Maine Attorney General
- In office 1965–1966
- Preceded by: Frank E. Hancock
- Succeeded by: James Erwin

Mayor of Waterville, Maine
- In office 1952–1955
- Preceded by: Russell Squire
- Succeeded by: Clinton Clauson

Personal details
- Born: November 17, 1921 Waterville, Maine, U.S.
- Died: January 2, 1970 (aged 48) Boston, Massachusetts, U.S.
- Party: Democratic
- Parent(s): F. Harold and Blanche (Letourneau) Dubord
- Education: College of the Holy Cross (BS) Boston University (LLB)

= Richard Dubord =

American politician (1921–1970)

Richard J. Dubord (November 17, 1921 – January 2, 1970) was an American attorney and politician who served as attorney general of Maine from 1965 to 1966. A member of the Democratic Party, he was the mayor of Waterville, Maine, from 1952 to 1955.

==Early life==
Dubord was born on November 17, 1921 in Waterville to F. Harold and Blanche (Letourneau) Dubord. He earned his Bachelor of Science from the College of the Holy Cross in 1943. On September 2, 1943, he married Evelyn P. Parnell. They had three children. During World War II, he served in China with the United States Army Air Forces. In 1948, he earned his Bachelor of Laws from the Boston University School of Law and was admitted to the Maine bar.

==Career==
In 1951, Dubord was the Democratic nominee for mayor of Waterville. He defeated Republican A. Raymond Rogers 3,841 votes to 3,149 to become the city's first Democratic mayor in six years. At 30 years old, he was the youngest mayor in Waterville's history, breaking the record previously held by his father, who was 33 when he was elected in 1933. He was reelected in 1953 by a record plurality of 1,930 votes. He was the first Democratic mayoral candidate in 20 years to win all seven of the city's wards. He did not run for a third term in 1955.

In 1956, Dubord was selected to be Maine's Democratic national committeeman by the Democratic state committee. He was chosen in an 18 to 9 vote over Kenneth Colbath. Dubord succeeded Edmund Muskie, who resigned to focus on his duties as Governor of Maine. He served three terms and did not run for reelection in 1968.

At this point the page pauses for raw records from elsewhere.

PR #8526, opened 2026-03-19
feat(experience): add Czech language support

leoshusar:
## Summary

Adds Czech language (cs) translation support to Logto experience package.

Continuation of PR #8234
I hope @ppotaczek doesn't mind :)

---

Regarding the [language tag](https://github.com/logto-io/logto/pull/8234#issuecomment-4045680099) comment - both `cs` and `cs-CZ` are widely used from what I know.

Is the language tag here only used for selecting text translations or is it also used for things like number or date formatting etc.?
If only for text translation, then the `cs` will be enough.
If the `-CZ` part also affects things like number or date formatting, then it should be included.

For example this would be wrong:
`cs`: number: **1.5**, date: **2026/12/31**
`cs-CZ`: number: **1,5**, date: **31. 12. 2026**

This would be correct and would mean the region code is not required:
`cs`: number: **1,5**, date: **31. 12. 2026**
`cs-CZ`: number: **1,5**, date: **31. 12. 2026**

I also found [this](https://github.com/unicode-org/cldr-json/blob/main/cldr-json/cldr-core/availableLocales.json) Unicode CLDR locale list and they only have `cs` in there.

## Testing

I'd be glad if you could help me testing this.
I have no experience with NodeJS tooling and I was getting errors trying to follow the contributing guide:

```
pnpm i
Scope: all 72 workspace projects
. pnpm:devPreinstall$ cd packages/connectors && node templates/sync-preset.js
└─ Done in 87ms
Lockfile is up to date, resolution step is skipped
Already up to date
. prepare$ if test "$NODE_ENV" != "production" && test "$CI" != "true" ; then husky ; fi
│ "$NODE_ENV" was unexpected at this time.
└─ Failed in 10ms at D:\Projects\TS\logto
 ELIFECYCLE  Command failed with exit code 1.
```

## Checklist

- [ ] `.changeset`
- [ ] unit tests
- [ ] integration tests

### DIFF
--- a/packages/phrases-experience/src/locales/cs/account-center.ts
+++ b/packages/phrases-experience/src/locales/cs/account-center.ts
@@ -3,6 +3,12 @@ const account_center = {
     title: 'Stránka nenalezena',
     description: 'Tato stránka není k dispozici.',
   },
+  page: {
+    title: 'Účet',
+    security_title: 'Zabezpečení',
+    security_description: 'Zde můžeš změnit nastavení svého účtu a zajistit tak jeho bezpečnost.',
+    support: 'Podpora',
+  },
   verification: {
     title: 'Ověření bezpečnosti',
     description:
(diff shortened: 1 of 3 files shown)


charIeszhao:
The `phrases-experience` transcript would be used mainly for text translations on the Logto sign-in experience UI. So based on your input I think we are OK to proceed with `cs`.

Thanks for both of your support and I'm now moving forward.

Dubord was a candidate in the 1962 Maine gubernatorial election, but lost the June 18 Democratic primary to Maynard C. Dolloff 18,234 votes to 18,007. He conceded the race on July 17 after recounts in York and Androscoggin Counties only increased Dolloff's margin of victory.

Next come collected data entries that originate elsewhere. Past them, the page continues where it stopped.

PR #25010, opened 2022-03-28
fix(datetime): time picker display matches dynamically set value

sean-perkins:
## Pull request checklist

## Pull request type

 

 

- [x] Bugfix
- [ ] Feature
- [ ] Build related changes

If you have a `ion-datetime` with `presentation="time"` and the initial value is in the "PM" and you attempt to update the value to "AM", the value will not update correctly.

This is caused by the working parts not being updated when the value changes. The working parts are used for generating the available hour options, which will include the value being offset by 12, if the value is PM vs. AM. When dynamically setting the value, these options were not being generated correctly, so the resulting set of available hours would not match the current value and our fallback to scroll to the "zero" item would fire, updating the value to "12" PM.

Issue URL: #24967

## What is the new behavior?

Following the Democratic Party's victory in the 1964 Maine legislative elections, Dubord announced his canidadicy for Maine Attorney General. He defeated former Republican state senator Ralph W. Farris Jr. 115 votes to 68 in a vote that mostly went along party lines. The Republicans returned to power in 1967 and Dubord was succeeded by James S. Erwin.

Dubord was chairman of the subcommittee that examined the credentials of delegates to the 1968 Democratic National Convention and, the following year, was appointed to a 27‐member commission that reviewed the party’s convention rules.

==Death==
On December 24, 1969, Dubord suffered a stroke after a blood vessel in the back of his head ruptured. He was transferred to a Boston hospital and underwent surgery on January 1, 1970. He died the following day at the age of 48.